3. Lateral Shuttle Shuffle
Same as the above, only now you’re shuffling from side to side, switching directions each time your partner yells switch.
- 3 sets of 20-30 seconds each
Rotational movements are particularly useful for improving explosive power that can easily transfer to sport performance. They’re also helpful for improving core stability during explosive movements.
1. Russian Twists
Russian twists are a simple way to get your obliques firing. They also help improve abdominals and lower back stability, as you must work hard to stabilize through the core to bring the weight back to the middle of your body.
- 3 sets, 16-20 reps
2. Landmine Rotations
Like a Russian twist, landmine rotations help build core stability and strength. What makes them extra challenging is that the weight is in front of your centre of gravity, causing your obliques to work extra hard to stabilize.
Note: It’s not just your arms that rotate during landmine rotations. Make sure you’re rotating your entire body, including your hips, during each rep, so that you rotate a full 180 degrees from start to finish. And think of the balls of your feet and your toes as the pivot point, making sure your feet don’t move.
You can also do these from a kneeling position.
- 3 sets, 8-10 reps
3. Rotational Medicine Ball Slams
Medicine balls slams are sort of like explosive landmine rotations.
- Slam the ball down from overhead on one side of your body.
- Catch it on the bounce, and then bring the ball up and overhead and rotate a full 180 degrees before slamming the ball down again.
- 3 sets, 16-20 reps
Lateral movements are great for strengthening your smaller stabilizer muscles, which goes a long way in preparing your body better for life and sport in terms of reducing the risk of acute injuries. They also help decrease any muscle imbalances you have between your left and right side.
1. Weighted lateral box step ups
Just like a step-up, only now you’re stepping laterally onto the box. These are helpful for isolating each leg individually and building single leg glute and hamstring strength, as well as stability and balance.
Keep these slow and controlled and focus on using the leg on top of the box to stand up, as opposed to pushing off with the foot on the ground.

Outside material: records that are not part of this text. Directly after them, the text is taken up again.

PR #53, opened 2021-03-04
feat: add social button for Facebook

AdrianValdes:


AdrianValdes:
Hi @paschalidi , 
This is not the final design of the button, I made a PR thinking to see if you agree with this way of creating the social buttons in Storybook.

paschalidi (commented):
I think we want to give the user the tools to build these buttons if they would like so but not by passing a prop such as `social`. 
Let me explain myself. We now have buttons that are small and medium. Looks to me that this button is a large type of button. So 
1. we want to have the opportunity to use the Button component with a large size. 
2. also we want the user to be able to pass an icon to the button. This will be its own prop. And then the user will be passing in an icon if they would like so.
3. you want to make another prop that when is passed will make the button to take full width of its container.
4. the rest will be simply custom classes and styles we want to have on the Buttons. 

I hope you see how this way we create reusable components that can be generically used in other use cases as well

AdrianValdes:
> Looks to me that this button is a large type of button. 

I created an option for large now, it is the default size of our buttons. The same as Vercel.

AdrianValdes:
Hi @paschalidi ,
I think is a good idea to do everything you suggested. I am on it.

> you want to make another prop that when is passed will make the button to take full width of its container.

I am not 100% happy with the way I solved this, it is not terrible but there has to be a better way. Do you have any ideas?

AdrianValdes:
> 3. you want to make another prop that when is passed will make the button to take full width of its container.

I pushed another proposal. Still not 100% happy, I am debating with myself to decide what is cleaner of in which way I should move.

AdrianValdes:
Hi @paschalidi,

I think this PR may be too big, I stayed under 150 lines, but I believe it would be better if the PR would be smaller. I tried to dived it the process into smaller commits, but I don't know if that is really helpful. 

I pushed so many new lines because I was trying to achieve the 4 steps you gave me. Could you give some advice on what to do in cases like this one? How can I improve and make your/our life easier with this? 

Thanks for dividing the tasks today man, I had no idea of what to do some of those things so it was great to have those steps. And I definitely agree with you on this:  

> hope you see how this way we create reusable components that can be generically used in other use cases as well

paschalidi:
Well if in the PR we do only one thing which is basically adding a way to create these buttons then it isnt that big of a problem. 150 lines is a good number. For many cases this is okay. 

People might ask you to break the PRs into smaller ones only when you are trying to solve problems things at once. If this is not the case then I am happy to review.

packages/ui/src/components/Button/index.tsx
```diff
@@ -9,7 +9,9 @@ export interface ButtonProps {
   className?: string;
   onClick: (event: React.MouseEvent<HTMLButtonElement>) => void;
   children: React.ReactNode;
-  size?: 'small' | 'medium';
+  size?: 'small' | 'medium' | 'large' | '';
```
paschalidi, line 12: Mind taking a second and explain what makes us need the `''`? Cant we default to one of the sizes, perhaps medium?

packages/ui/src/components/Button/index.tsx
```diff
@@ -9,7 +9,9 @@ export interface ButtonProps {
...
+  full?: boolean;
```
paschalidi, line 13: Perhaps we call this
```suggestion
  fullWidth?: boolean;
```

packages/ui/package.json
```diff
@@ -19,6 +19,7 @@
     "react-dom": "^17.0.1",
     "react-scripts": "4.0.1",
     "styled-components": "^5.2.1",
+    "styled-icons": "^10.29.0",
```
paschalidi, line 22: If we use these only in the stories then this will be a `devDependency` dont you think?

src/webapp/src/auth/AuthenticationOptions.tsx
```diff
@@ -1,7 +1,68 @@
...
+  align-self: center;
+`;
+
+const GeistSpacer = styled.span`
+  margin-left: 23px;
+  margin-top: 23px;
+`;
+
+const FbButton = styled(Button)`
+  &&& {
```
paschalidi, line 40: Never seen this before, what does it do?

src/webapp/src/auth/AuthenticationOptions.tsx
```diff
@@ -1,7 +1,68 @@
+import { Button } from '@small-ads/ui';
 import React from 'react';
+import styled from 'styled-components';
+import { FacebookSquare } from '@styled-icons/boxicons-logos';
+
+const LoginScreen = styled.div`
+  display: flex;
+  flex-direction: column;
+  justify-content: center;
+  height: calc(100vh - 64px);
```
paschalidi, line 10: The menu will always be 64px. Could we extract this to a constant?

AdrianValdes:
I was just trying to solve the four points you gave me. Well, that is not 100% true, I did made a very tiny change in the `main.js` from Storybook, we were using a [deprecated](https://github.com/storybookjs/storybook/blob/next/MIGRATION.md#correct-globs-in-mainjs) way I literally just added one **@*** for our blob. 

I am sorry for mixing that in the middle, next time I will create a separated issue and I will do it there. I understand now that even though is just a line is noise and more work for you. I will be more careful, my bad.

src/webapp/src/auth/AuthenticationOptions.tsx
```diff
@@ -1,7 +1,68 @@
...
 export const AuthenticationOptions = () => (
-  <div>
-    <h1>Login here</h1>
-  </div>
+  <LoginScreen>
+    <LoginMain>
+      <LoginSign>Login to Vercel</LoginSign>
+      <LoginForm>
+        <GeistSpacer aria-hidden='true' />
+        <FbButton
```
paschalidi, line 58: Better not get into the habit of using abbreviations.

packages/ui/src/components/Button/button.style.ts
```diff
@@ -59,10 +60,24 @@ export const ButtonStyles = styled.div`
...
+  .large {
+    height: 50px;
+    span {
+      position: absolute;
+      display: flex;
+      -webkit-box-align: center;
+      align-items: center;
+      inset: 0px auto 0px 22px;
+      z-index: 1;
+    }
```
paschalidi, line 78: I would expect we will use the button with an icon even when the size is small. Mind handling this case as well?

src/webapp/src/auth/AuthenticationOptions.tsx
```diff
@@ -1,7 +1,68 @@
...
+  }
+`;
 
 export const AuthenticationOptions = () => (
-  <div>
-    <h1>Login here</h1>
-  </div>
+  <LoginScreen>
+    <LoginMain>
+      <LoginSign>Login to Vercel</LoginSign>
```
paschalidi, line 55: Why we cal this Vercel? We only copy their style :P

src/webapp/src/auth/AuthenticationOptions.tsx
```diff
@@ -1,7 +1,68 @@
...
+`;
+
+const LoginForm = styled.div`
+  width: 100%;
+  text-align: center;
+  max-width: 320px;
+  align-self: center;
+`;
+
+const GeistSpacer = styled.span`
```
paschalidi, line 34: What `Geist` means for us?

src/webapp/src/auth/AuthenticationOptions.tsx
```diff
@@ -1,7 +1,68 @@
...
+const LoginMain = styled.div`
+  align-self: center;
+  flex: 1 1;
+  display: flex;
+  justify-content: center;
+  flex-direction: column;
+`;
+
+const LoginSign = styled.div`
+  font-size: 3rem;
```
paschalidi, line 22: Are we using px or rem? you said before you will use pxls no?

src/webapp/src/auth/AuthenticationOptions.tsx
```diff
@@ -1,7 +1,68 @@
...
+  letter-spacing: -0.066875rem;
```
paschalidi, line 23: That looks strange. What is the purpose it serves?

src/webapp/src/auth/AuthenticationOptions.tsx
```diff
@@ -1,7 +1,68 @@
...
+
+const LoginForm = styled.div`
+  width: 100%;
+  text-align: center;
+  max-width: 320px;
+  align-self: center;
+`;
+
+const GeistSpacer = styled.span`
+  margin-left: 23px;
```
paschalidi, line 35: Usually people use for padding derivatives of `4`. Its a widely used convention. Can we keep this rule, even if in vercel they dont.. Remind to talk to you about this.

src/webapp/src/auth/AuthenticationOptions.tsx
```diff
@@ -1,7 +1,68 @@
...
+      border: 1px solid #166fe5;
+    }
+  }
+`;
 
 export const AuthenticationOptions = () => (
-  <div>
-    <h1>Login here</h1>
-  </div>
+  <LoginScreen>
```
paschalidi, line 53: If something is only styles and not a component can we use the Styles suffix please?

src/webapp/src/auth/AuthenticationOptions.tsx
```diff
@@ -1,7 +1,68 @@
+import { Button } from '@small-ads/ui';
 import React from 'react';
+import styled from 'styled-components';
+import { FacebookSquare } from '@styled-icons/boxicons-logos';
```
paschalidi, line 4: Lets use this one please `@styled-icons/boxicons-logos/Facebook`

packages/ui/src/components/Button/index.tsx
```diff
@@ -20,17 +22,21 @@ export function Button({
...
     <ButtonStyles>
       <button
         type={submit ? 'submit' : 'button'}
         disabled={disabled}
         onClick={onClick}
-        className={`${className} ${type} ${size}`}
+        className={`${className} ${type} ${size} ${block}`}
         style={style}
       >
+        <span>{icon}</span>
```
paschalidi, line 39:
```suggestion
        { icon && <span>{icon}</span> }
```

packages/ui/src/components/Button/index.tsx
```diff
@@ -20,17 +22,21 @@ export function Button({
   className = '',
   children,
   onClick,
-  size,
+  size = '',
+  full = false,
+  icon,
 }: ButtonProps) {
+  const block = full ? 'block' : '';
```
paschalidi, line 29: here you want to try this https://styled-components.com/docs/basics#adapting-based-on-props

packages/ui/src/components/Button/button.style.ts
```diff
@@ -59,10 +60,24 @@ export const ButtonStyles = styled.div`
...
   }
+  .large {
+    height: 50px;
+    span {
+      position: absolute;
+      display: flex;
+      -webkit-box-align: center;
+      align-items: center;
+      inset: 0px auto 0px 22px;
+      z-index: 1;
```
paschalidi, line 77: I would rework this. Try to avoid absolute it wont scale well for us. Imagine the case that you have a very long text.

src/webapp/src/auth/AuthenticationOptions.tsx
```diff
@@ -1,7 +1,68 @@
...
+  flex-direction: column;
+`;
+
+const LoginSign = styled.div`
+  font-size: 3rem;
+  letter-spacing: -0.066875rem;
+  font-weight: 700;
+`;
+
+const LoginForm = styled.div`
```
paschalidi, line 27: I dont see any `form` per se. Form is usually html elements. Will end up being a little bit confusing when we actually start having forms.

paschalidi (commented):
Good work, I hit you hard with some of my comments but to be fair most of them are details. You did a good work.

paschalidi:
> I was just trying to solve the four points you gave me. Well, that is not 100% true, I did made a very tiny change in the main.js from Storybook, we were using a deprecated way and I literally just added one @* for our blob to solve it.

Strictly speaking yeah this doesnt belong here. But I am not _that_ strict. 

This is relevant here as you say because this is completely irrelevant. This deprecation I mean but is also one line. 

Now when this rule applies is for large codebase where people start implementing a feature and on the way they find that they want to refactor something and so on.. Then in these case yu have a LOT of noice. But as always is good practise to get used to splitting your work. Colleagues will appreciate you being nitty and taking care of their cognitive load, believe me

src/webapp/src/auth/AuthenticationOptions.tsx
```diff
@@ -1,7 +1,68 @@
...
+    }
+  }
+`;
 
 export const AuthenticationOptions = () => (
-  <div>
-    <h1>Login here</h1>
-  </div>
+  <LoginScreen>
+    <LoginMain>
```
paschalidi, line 54: `LoginMain` is also a bit sketchy

paschalidi:
And dude add descriptions on your PRs. 🚓

packages/ui/src/components/Button/index.tsx
AdrianValdes: Until now I have seen Vercel has 4 types of buttons 'small' | 'medium' | 'large' and another one, the one they use for the `Login` and `SignUp` buttons. That is why I left it blank, so it would be our default button.

 If we don't leave a space we would have to create a new size then, I can call it `regular` and then extract the attributes than now are part of the `button` tag

src/webapp/src/auth/AuthenticationOptions.tsx
AdrianValdes: We need it to increment the [specificity](https://styled-components.com/docs/faqs#how-can-i-override-styles-with-higher-specificity) of the `class-name` inserted by `styled-components`, if we don't do it the styles are going to be overridden by those from the component we are importing from the `ui`

packages/ui/src/components/Button/index.tsx
paschalidi: > That is why I left it blank, so it would be our default button.

Default for me means that if I wanted to use the button component I would not pass a prop regarding the size. 
So would be something like this 

```
<Button fullWidth type="primary"> this is a default button <Button/>
```

How do you think of using default?

AdrianValdes: Exactly, that is our default button:

```
<Button fullWidth type="primary"> this is a default button <Button/>
```

So it doesn't need any size property, the attributes that modify the button are directly in the button tag on our button.styles.ts:
```
button {
    height: 40px;
    ...
    ...
    }
```

src/webapp/src/auth/AuthenticationOptions.tsx
AdrianValdes: You are right, your are right.

src/webapp/src/auth/AuthenticationOptions.tsx
AdrianValdes: I copied the name from Vercel, I understood that `Geist` was like a `ghost` component to make space. Should we name it `GhostSpacer`?

src/webapp/src/auth/AuthenticationOptions.tsx
AdrianValdes: Yes we did, I even did that on purpose. Consistency, consistency, consistency.

src/webapp/src/auth/AuthenticationOptions.tsx
AdrianValdes: It makes the letter closer together so the sign  `Login to Small-ads` will be shorter:

src/webapp/src/auth/AuthenticationOptions.tsx
AdrianValdes: Ok, understood. I will make a note!

src/webapp/src/auth/AuthenticationOptions.tsx
AdrianValdes: Of course! Makes sense

src/webapp/src/auth/AuthenticationOptions.tsx
AdrianValdes: I copied from Vercel :(. I will start renaming their things when they don't make too much sense, thanks!

src/webapp/src/auth/AuthenticationOptions.tsx
AdrianValdes: I used `LoginStyles` trying to follow the previous logic you mentioned. I cannot find a better name that doesn't use *Main*

packages/ui/src/components/Button/index.tsx
AdrianValdes: Right! So we don't have an empty `span` for no reason! I missed it!!! Shit. Thanks, thanks!

packages/ui/src/components/Button/index.tsx
paschalidi: right that makes sense thanks for explaining. Cant we have as default `medium`?

src/webapp/src/auth/AuthenticationOptions.tsx
paschalidi: Cool stuff! Always learning something new with you!

src/webapp/src/auth/AuthenticationOptions.tsx
paschalidi: If Navbar isnt living in the ui then we cant be importing its height from the ui. We can have a `constants.ts` in the Navbar component directory

src/webapp/src/auth/AuthenticationOptions.tsx
paschalidi: `GhostSpacer` sounds cool yeah

packages/ui/src/components/Button/index.tsx
AdrianValdes: Yes, I can refactor what `medium` is now so it looks like our default. Then we need another name for what `medium` is now. It is very similar but the padding is different, I will think and try to find something that makes sense

src/webapp/src/auth/AuthenticationOptions.tsx
paschalidi: Okay fair then. Lets keep it. We only following the design in the end :)

src/webapp/src/auth/AuthenticationOptions.tsx
AdrianValdes: Right, I thought we could export also constants from the `ui`. But I can see how this is better. thanks

src/webapp/src/auth/AuthenticationOptions.tsx
paschalidi: Sorry for being special about those things. But hope you see my logic 👍

packages/ui/src/components/Button/index.tsx
AdrianValdes: How do you find to have `medium` for our default buttons, and `medium-sm` for the buttons that are `medium` now. Reasons?
1. They are bigger than `small` but smaller than `medium`.
2. sm is widely used for buttons sizes (Chakra uses it).
3. The other names I found are not better, `regular`, `medium-small`.

paschalidi: I am confused now to be honest. I think I miss something. I am checking the stories

paschalidi: Okay I think this is my bad here. I didnt understand what you said when you meant there is another button. I thought you were talking about these ones... 
image
Sorry dude. 

okay well now I see what you mean... 

Okay sorry that I missed that bit again. Is a good opportunity to rename them anyway. 

What about `sm` `md` `lg` `xl`?

packages/ui/src/components/Button/index.tsx
```diff
@@ -20,17 +22,21 @@ export function Button({
   className = '',
   children,
   onClick,
-  size,
+  size = 'medium',
+  fullWidth = false,
+  icon,
 }: ButtonProps) {
+  const block = fullWidth ? 'block' : '';
```
paschalidi, line 29: here you want to try this https://styled-components.com/docs/basics#adapting-based-on-props

repeating this one here

src/webapp/src/auth/AuthenticationOptions.tsx
```diff
@@ -1,7 +1,69 @@
...
+  }
+`;
 
 export const AuthenticationOptions = () => (
-  <div>
-    <h1>Login here</h1>
-  </div>
+  <LoginScreenStyles>
+    <LoginStyles>
+      <LoginSign>Login to Small-ads</LoginSign>
```
paschalidi, line 56:
```suggestion
      <LoginSign>Login to upload your ads</LoginSign>
```

packages/ui/src/components/Button/index.tsx
AdrianValdes: Yes, yes. I haven't forgot about that one. I actually read about that one but I avoid it for some other issues that appear,  I am thinking how to solve them this time. But thanks for repeating it. It is better to have it here, easier to see!

packages/ui/src/components/Button/index.tsx
AdrianValdes: I thought something was weird in what we were saying ;). It is all good, of course. We can totally do that and use `sm` `md` `lg` `xl`. The only weird thing is that in that sequence or default button would be `lg` if we consider their height and width. If you are ok with `lg` being our default I don`t mind.

AdrianValdes: If we make `md` our default it would be weird because `md` is going to be bigger than `lg` and that doesn't really make sense I suppose.

packages/ui/src/components/Button/button.style.ts
AdrianValdes: hi dear @paschalidi 
I was trying to find another solution until I checked what they did. 
In this case if we have a very long text the icon would still be separated 22px from the left margin and the auto from (`inset: 0px auto 0px 22px;`) will keep it separated from the text if there is space. Even if the text is super long if the button has space the icon would be in the same place.
I will keep trying to find a better solution. Could you please give me another example in which this way wouldn't work? I am just asking because I think I need it to see what I need to tackle. I just pushed a button with a very long text in case you want to check it out.

packages/ui/src/components/Button/index.tsx
paschalidi: right thanks for explaining ma man. okay lets fo then this `xs` `sm` `md` `lg`. This then would make sense for both of us, or??

packages/ui/src/components/Button/button.style.ts
paschalidi: Well if this works I cant think of anything then :) You good to go. If something pops up we fix it then.

paschalidi:
Ah yeah one more thing. We said that we want for the Navbar to follow the same file structure as the storybook. At the moment this isnt really the case. Can we move the `Navbar.ts` code into the `index.ts` please?
image

packages/ui/src/components/Button/button.style.ts
```diff
@@ -58,11 +55,31 @@ export const ButtonStyles = styled.div`
     line-height: 22px;
     padding: 0px 10px;
```
paschalidi, line 56: I see I have missed these before. Sorry. Lets make these padding. for xm -> 8px for sm -> 12px for md -> 24px and for lg -> 32px

packages/ui/src/components/Button/index.tsx
AdrianValdes: Yes!! That is the best solution, I am the one to have to be sorry for not presenting that solution in my answer, really.

I think I have to be so concentrated new in the things I am learning that I am missing the obvious. But not excuses! More work is what I have to do. Thanks for the patience man!

packages/ui/src/components/Button/button.style.ts
AdrianValdes: It is done, this is also related to the padding being multiples of 4. I will also read about it. Thanks

packages/ui/src/components/Button/index.tsx
AdrianValdes: Hi @paschalidi,
Hi man, this issue is driving me crazy, Every solution I tried throws a new problem. I am assuming we want to use [this](https://styled-components.com/docs/basics#adapting-based-on-props) technique directly in Storybook. I have try different solutions but I cannot solve it. 

What would the right step me to follow now? If I ask for your help should I present what I have tried? It is a lot of code to past here and I know that is not right. Should I push different commits with different failed solutions? Could you point me to the right way of acting in a situation like this one? I know we have had similar situations, but I am trying to get a feeling for what to do in each case.

paschalidi: usually in a working scenario you would pair with someone for 10 ~ 20 minutes. In this situation what I can do is create a https://codesandbox.io/s/pass-in-props-sr258 and I will try to create something similar there.

AdrianValdes: hi @paschalidi ,
Thanks for that man! I wasn't at home and I saw you answered something and I couldn't wait to get here to see what you did. This was the line I couldn't figure out:

`<ButtonStyles isPink={isPink}>`

Now it is so obvious!!!! :D Thanks man

AdrianValdes:
> And dude add descriptions on your PRs. :police_car: 

I will, I will! Thanks for having so much patience with things like that.  It is almost 100% in my head, maybe will happen two more times but then never again!:D

packages/ui/src/components/Button/Button.stories.tsx
```diff
@@ -1,30 +1,52 @@
...
+SmSecondary.args = { type: 'secondary', size: 'sm' };
+
+export const LgSecondary = Template.bind({});
+LgSecondary.args = { type: 'secondary', size: 'lg' };
+
+export const WithIcon = Template.bind({});
+WithIcon.args = {
+  icon: <Facebook size={20} />,
+  style: {
+    width: '220px',
```
paschalidi, line 37: Can we remove this from here and instead have a decorator on the export default? Something like the following
```
decorators: [
    (Story: any) => (
      <Container mt="40px">
        <Story />
      </Container>
    ),
  ],
```

Also can we have stories for each one of the different sizes we are having?

Perhaps we can do something like this for all the stories we are having, what you think?
image

packages/ui/src/components/Button/index.tsx
```diff
@@ -1,3 +1,4 @@
+/* eslint-disable react/jsx-props-no-spreading */
```
paschalidi, line 1: what is this helping us with?

src/webapp/src/auth/AuthenticationOptions.tsx
```diff
@@ -1,7 +1,69 @@
...
-    <h1>Login here</h1>
-  </div>
+  <LoginScreenStyles>
+    <LoginStyles>
+      <LoginSign>Login to upload your ads</LoginSign>
+      <LoginButtons>
+        <GhostSpacer aria-hidden='true' />
+        <FacebookButton
+          size='lg'
+          icon={<Facebook size={20} />}
```
paschalidi, line 61: Can we find a way that the size is standard for our three different buttons. We dont want developers to be passing the `20` around coz in the end some people will be having `21` some `22` some `18` and so on. I think we need to think of 4 defaults and give the user the ability to change them if they needed.

src/webapp/src/components/Navbar/index.ts
```diff
@@ -1 +1,2 @@
 export * from './Navbar';
+export * from './constants';
```
paschalidi, line 2: What about my other comment which is related to this, did you perhaps had the chance to think about it ?

paschalidi (commented):
Looks good to me, few more comments

packages/ui/src/components/Button/Button.stories.tsx
AdrianValdes: image

Yes this is very good, it is a lot better.

AdrianValdes: > Can we remove this from here and instead have a decorator on the export default? Something like the following

Hey man, I am confused about something, what is **this** in that sentence? What I see is line 34 to 37 of the file and if I check Github doesn't say more.

```
WithIcon.args = {
  icon: <Facebook size={20} />,
  style: {
    width: '220px',
```
This is what I see in green.

src/webapp/src/components/Navbar/index.ts
AdrianValdes: Do you mean the one where you mentioned this, right?

> Can we move the Navbar.ts code into the index.ts please? Maybe on a different PR

I created an issue to do it in a different PR, but I can do it here too. I was trying to keep it organized but it is true it is not a bid deal.

src/webapp/src/auth/AuthenticationOptions.tsx
AdrianValdes: It makes sense. So it now the icon have a size by default but the user can also put their own size if they want to.

src/webapp/src/components/Navbar/index.ts
paschalidi: Different Pr is better imo

packages/ui/src/components/Button/Button.stories.tsx
paschalidi: The code changed and changed my selection. One sec.

paschalidi (approved):
Great work dude, thanks for putting this together and for all the effort :) 

2 more things. One is the file structure of the Navbar and the other one is more stories with the icon.

You can tackle the more stories here or on different PR, up to you.

packages/ui/src/components/Button/Button.stories.tsx
AdrianValdes: I already did it, but I will merge and open a new PR. I want to follow was is best for you/us!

- 3 sets, 6-8 reps per leg with two dumbbells at your sides
2. Lateral Cone Bounding
Lateral bounding is a great way to challenge your joints to withstand impact, all the while remaining stable and in control.

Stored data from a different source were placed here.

PR #58, opened 2021-03-07
refactor: improve icon positioning

AdrianValdes:
hi @paschalidi,

1. When I was showing different icons sizes in each story I realized this is a better way of handling our icon. So now instead of having the icon always completely to the left, we will have it next to the button-text (how Chakra does it). Then we will use `position: absolute` for the specific cases if we want to do something similar to what Vercel does for the login buttons.
   
  You were right all along with changing that! What a surprise!!! :D Who am I to doubt you?! :D

2. I add all the sizes of a button for each story. I chose to display the button one top of each other, instead of one next to each other, but we can change it of course. Would you like me to add some more story?

### DIFF
--- a/packages/ui/src/components/Button/Button.stories.tsx
+++ b/packages/ui/src/components/Button/Button.stories.tsx
@@ -8,7 +8,7 @@ type Sizes = ['xs', 'sm', 'md', 'lg'];
 const sizes: Sizes = ['xs', 'sm', 'md', 'lg'];
 
 const ButtonsSeparator = styled.div`
-  margin-bottom: 15px;
+  margin-bottom: 16px;
 `;
 
 const Template: Story<ButtonProps> = (args) => {
--- a/packages/ui/src/components/Button/Button.stories.tsx
+++ b/packages/ui/src/components/Button/Button.stories.tsx
@@ -2,43 +2,40 @@ import React from 'react';
 import { Meta, Story } from '@storybook/react';
 import { Button, ButtonProps } from '.';
 import { Facebook } from '@styled-icons/boxicons-logos/Facebook';
+import styled from 'styled-components';
 
-const Template: Story<ButtonProps> = (args) => (
-  <Button {...args}>Call to action </Button>
-);
+type Sizes = ['xs', 'sm', 'md', 'lg'];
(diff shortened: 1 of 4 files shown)


AdrianValdes:
On another note:

This code bothers me a little here

```
type Sizes = ['xs', 'sm', 'md', 'lg'];
const sizes: Sizes = ['xs', 'sm', 'md', 'lg'];

const ButtonsSeparator = styled.div`
  margin-bottom: 15px;
`;
```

- Start on one side of a cone, or use a short box.
- Jump up and over and land on the other side. The idea here is to rebound right away, back and forth, to create a bounding action. Focus on keeping your feet together and keeping tight and controlled, yet fast, bounds back and forth.

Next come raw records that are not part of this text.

PR #61, opened 2021-03-08
refactor: :construction: improve useSelector usage

AdrianValdes:
Hi @paschalidi,

Now that we want to start introducing `redux` functionality in the login page I want to propose a small change in the way we consume the data from our store. 

Reasons:
1. It makes our code cleaner.
2. It is the way the `redux-toolkit` [recommend ](https://redux-toolkit.js.org/tutorials/typescript#application-usage)to do it, even when using Typescript.

Description: 
By adding one line of code `export const selectUser = (state: RootState) => state.user` we are able of using the data from the store easier:  `const { authStatus } = useSelector(selectUser)`.

Disadvantages:
The linter complains so we would have to disable the `import/no-cycle` rule for the line, the file or in general, whatever you think it is best. Apparently it is not a big deal to disable it for the file in [our](https://github.com/benmosher/eslint-plugin-import/blob/master/docs/rules/no-cycle.md) case.

Like always if you think this is not a good idea, it is no a problem at all. Just let me know. It is very easy to reverse it at this point.


paschalidi:
Made a suggestion here https://github.com/small-ads/core/pull/62, lets chat about the pros and the cons

AdrianValdes:
I saw the comment, you are totally right. I should have found the work around myself. What you suggested is much more cleaner, I agree is better to **not** disable the rules. I have to get better at thinking about finding a work around when I need it :D, Thanks man!

src/webapp/src/auth/Auth.tsx
```diff
@@ -2,8 +2,8 @@ import React from 'react';
 import styled from 'styled-components';
 import { useDispatch, useSelector } from 'react-redux';
 import { AuthStatuses } from './types';
-import { RootState } from '../reducers';
 import { signInUser, signOutUser } from './asyncAuthActions';
+import { selectUser } from "./selectors"
```
paschalidi, line 6:
```suggestion
import { selectUser } from './selectors'
```
double quotes arent what we use usually, what makes us want to have them here?

AdrianValdes: I have no idea why they are appearing there! It is driving me crazy, I have singleQuotes: true in every possible field.

AdrianValdes:
I even have single quotes in my file now :thinking:

paschalidi (approved):
LGTM!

- If it’s too challenging to jump over something, then start with a line. Simply hop over the line, back and forth, rebounding as quickly as possible on each landing.
On the other hand, if you master the double leg bound, try single leg bounding.
- 3 sets of 30 seconds of bounding
3. Cossack Squats
Cossack squats, or effectively side lunges, are a good way to build strength in a lateral squat pattern. In a perfect world, you will end up in a side lunge position with your hip crease below the knee, just like a regular squat, while maintaining an upright torso. If that is challenging without weight, then stick to bodyweight Cossack squats. And if you’re able to get into a good position on both sides, then consider goblet Cossack squats with a dumbbell or kettlebell.
- 3 sets, 6-8 reps per side
Editor’s note: This article is an op-ed. The views expressed herein and in the video are the author’s and don’t necessarily reflect the views of BarBend. Claims, assertions, opinions, and quotes have been sourced exclusively by the author.